PR #153, opened 2021-01-30
Develop

dtsehelnyk:
[DEMO LINK](https://dtsehelnyk.github.io/react_movies-list-fetch-movies/)

### DIFF
--- a/src/App.js
+++ b/src/App.js
@@ -1,26 +1,31 @@
-import React, { Component } from 'react';
+import React, { useState } from 'react';
 import './App.scss';
 import { MoviesList } from './components/MoviesList';
 import { FindMovie } from './components/FindMovie';
 import data from './api/movies.json';
 
-export class App extends Component {
-  state = {
-    movies: data,
+export const App = () => {
+  const [movies, setMovies] = useState(data);
+
+  const addMovie = (newMovie) => {
+    if (!newMovie || movies.find(movie => movie.imdbID === newMovie.imdbID)) {
+      return;
+    }
+
+    setMovies([
+      ...movies,
+      newMovie,
+    ]);
   };
 
-  render() {
-    const { movies } = this.state;
-
-    return (
-      <div className="page">
-        <div className="page-content">
-          <MoviesList movies={movies} />
-        </div>
-        <div className="sidebar">
-          <FindMovie />
-        </div>
+  return (
+    <div className="page">
+      <div className="page-content">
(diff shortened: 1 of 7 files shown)


src/App.js
```diff
@@ -1,26 +1,31 @@
...
 
-export class App extends Component {
-  state = {
-    movies: data,
-  };
+export const App = () => {
+  const [movies, setMovies] = useState(data);
+
+  const addMovie = (newMovie) => {
+    if (!newMovie || movies.find(movie => movie.imdbID === newMovie.imdbID)) {
```
varseniuk, line 11: Let's use method 'some' for this

src/components/FindMovie/FindMovie.js
```diff
@@ -1,55 +1,108 @@
...
+export const FindMovie = ({ addMovie }) => {
+  const key = '85d016e4';
+
+  const [enteredName, setMovieSearch] = useState('');
+  const [foundMovie, setMovie] = useState(null);
+  const [isCorrect, setAvailability] = useState(false);
+
+  const movieRequest = async() => {
+    try {
+      // eslint-disable-next-line
```
varseniuk, line 17: Why?

src/components/FindMovie/FindMovie.js
```diff
@@ -1,55 +1,108 @@
...
+      const find = await fetch(`https://www.omdbapi.com/?apikey=${key}&t=${enteredName}`);
```
varseniuk, line 18: You should do this in api.js file

varseniuk (changes requested):
The task says:

Also, initially, when page is loaded, there is ALREADY error message under input.
And after successfully finding the movie and adding it ti the List, error also shows immediately
Fix this

src/App.js
```diff
@@ -1,26 +1,31 @@
...
 
-export class App extends Component {
-  state = {
-    movies: data,
-  };
+export const App = () => {
+  const [movies, setMovies] = useState(data);
+
+  const addMovie = (newMovie) => {
+    if (!newMovie || movies.some(movie => movie.imdbID === newMovie.imdbID)) {
```
varseniuk, line 11:
```suggestion
    if (movies.some(movie => movie.imdbID === newMovie.imdbID)) {
```
You always pass movie to this function in your code, so there's no need to check if it is present

varseniuk (approved):
Very good 👍

PR #155, opened 2021-02-01
solution

sashalarin202:
[DEMO LINK](https://sashalarin202.github.io/react_movies-list-fetch-movies/)

### DIFF
--- a/src/App.js
+++ b/src/App.js
@@ -9,6 +9,18 @@ export class App extends Component {
     movies: data,
   };
 
+  addMovie = (newMovie) => {
+    const { movies } = this.state;
+    const isMovieInData = movies
+      .every(movie => movie.imdbId !== newMovie.imdbId);
+
+    if (isMovieInData && newMovie) {
+      this.setState(prevState => ({
+        movies: [...prevState.movies, newMovie],
+      }));
+    }
+  }
+
   render() {
     const { movies } = this.state;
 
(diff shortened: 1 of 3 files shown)


andrew-zaycev (approved):
Well done!

src/App.js
```diff
@@ -9,6 +9,18 @@ export class App extends Component {
     movies: data,
   };
 
+  addMovie = (newMovie) => {
+    const { movies } = this.state;
```
vsm2k17, line 13: it would be nice to use a functional component and hooks here

src/App.js
```diff
@@ -9,6 +9,18 @@ export class App extends Component {
...
+    const isMovieInData = movies
```
vsm2k17, line 14: variable name a bit confusing

src/components/FindMovie/FindMovie.js
```diff
@@ -1,55 +1,103 @@
...
-          Can&apos;t find a movie with such a title
-        </p>
-      </div>
+export const FindMovie = ({ addMovie }) => {
+  const [query, setQuery] = useState('');
+  const [movie, setMovie] = useState('');
+  const [movieNotFound, setMovieNotFound] = useState(false);
+
+  const findMovie = async() => {
+    if (query) {
```
vsm2k17, line 14: It looks better if use something like this
```
if (!value) {
  return
}
```
in such a way you can avoid nesting if blocks

vsm2k17 (approved):
good job, don't forget to fix comments

PR #159, opened 2021-02-02
Solution

ShyianO:
[DEMO LINK](https://ShyianO.github.io/react_movies-list-fetch-movies/)

### DIFF
--- a/src/App.js
+++ b/src/App.js
@@ -1,26 +1,29 @@
-import React, { Component } from 'react';
+import React, { useState } from 'react';
 import './App.scss';
+
 import { MoviesList } from './components/MoviesList';
 import { FindMovie } from './components/FindMovie';
 import data from './api/movies.json';
 
-export class App extends Component {
-  state = {
-    movies: data,
+export const App = () => {
+  const [movies, setMovies] = useState(data);
+
+  const addMovie = (movie) => {
+    if (movies.find(item => item.imdbID === movie.imdbID)) {
+      return;
+    }
+
+    setMovies([...movies, movie]);
   };
 
-  render() {
-    const { movies } = this.state;
-
-    return (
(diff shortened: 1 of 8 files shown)


src/api/api.js
```diff
@@ -0,0 +1,11 @@
+const BASE_URL = 'http://www.omdbapi.com/?apikey=5ba996a5&t=';
```
varseniuk, line 1:
```suggestion
const BASE_URL = 'https://www.omdbapi.com/?apikey=5ba996a5&t=';
```
Without it your app will not work properly on github pages

src/App.js
```diff
@@ -1,26 +1,29 @@
...
-  state = {
-    movies: data,
-  };
+export const App = () => {
+  const [movies, setMovies] = useState(data);
 
-  render() {
-    const { movies } = this.state;
+  const addMovie = (movie) => {
+    if (movies.find(item => item.imdbID === movie.imdbID)) {
```
varseniuk, line 12: let's use method 'some' for this

src/components/FindMovie/FindMovie.js
```diff
@@ -1,55 +1,104 @@
...
-          />
-        </div>
+import { getMovie } from '../../api/api';
 
-        <p className="help is-danger">
-          Can&apos;t find a movie with such a title
-        </p>
-      </div>
+export const FindMovie = ({ onAddMovie }) => {
+  const [value, setValue] = useState('');
```
varseniuk, line 10: Let's name this variable more meaningful. It's hard to understand, what is 'value'

varseniuk (changes requested):
Check your demolink - it doesn't work correctly.
Change http to https in your URL.
Also, pay attention to my comments

PR #161, opened 2021-02-02
Fetch movies	

kerpichonka:
[DEMO LINK](https://kerpichonka.github.io/react_movies-list-fetch-movies/)

### DIFF
--- a/src/App.js
+++ b/src/App.js
@@ -1,26 +1,29 @@
-import React, { Component } from 'react';
+import React, { useState } from 'react';
 import './App.scss';
 import { MoviesList } from './components/MoviesList';
 import { FindMovie } from './components/FindMovie';
 import data from './api/movies.json';
 
-export class App extends Component {
-  state = {
-    movies: data,
+export const App = () => {
+  const [movies, setMovies] = useState(data);
+
+  const addMovie = (movie) => {
+    const hasSameMovie = movies
+      .some(film => film.imdbId === movie.imdbId);
+
+    if (!hasSameMovie) {
+      setMovies([...movies, movie]);
+    }
   };
 
-  render() {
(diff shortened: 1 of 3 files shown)


src/App.js
```diff
@@ -1,26 +1,29 @@
...
-export class App extends Component {
-  state = {
-    movies: data,
-  };
+export const App = () => {
+  const [movies, setMovies] = useState(data);
+
+  const addMovie = (movie) => {
+    const hasSameMovie = movies
+      .some(film => film.imdbId === movie.imdbId);
```
varseniuk, line 12: No need to create this duplicate. Just check if (movies.some....) and if there's already such movie in the list - do nothing (return) else - add it to the list.

src/components/FindMovie/FindMovie.js
```diff
@@ -1,55 +1,110 @@
...
-        </div>
+import { getMovies } from '../../data/api';
 
-        <p className="help is-danger">
-          Can&apos;t find a movie with such a title
-        </p>
-      </div>
+export const FindMovie = ({ addMovie }) => {
+  const [title, setTitle] = useState('');
+  const [movie, setMovie] = useState('');
```
varseniuk, line 10: 'movie' is an object. You can initially set it to null or {}, but definitely not to empty string

varseniuk (changes requested):
Read the task description with more attention:
If film is not found show an error message below the input. **Hide the error after changing a title**. - now your error still is shown when you're changing the input.

Add a movie to the list after submitting a form and clear the input. -- now your input is not clearing after adding a new movie

Also, your input is always has a red outline (class 'is-danger') though it should only become red if there's an error.

Also pay attention to my comments

PR #183, opened 2021-03-26
Dev

Ruslanwp:
[🕷](https://Ruslanwp.github.io/react_movies-list-fetch-movies/)


src/api/helpers.js
```diff
@@ -0,0 +1,5 @@
+const BASE_URL = 'http://www.omdbapi.com/?apikey=41fc156d&t=';
```
bogdandobak, line 1: image
```suggestion
const BASE_URL = 'https://www.omdbapi.com/?apikey=41fc156d&t=';
```

bogdandobak (changes requested):
Don't work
++++++++++
### DESCRIPTION OF THE TASK
Copy each line of the listing in which the word "comments" can be found.

### SOLUTION TO THIS PROBLEM
good job, don't forget to fix comments
Also, pay attention to my comments
Also pay attention to my comments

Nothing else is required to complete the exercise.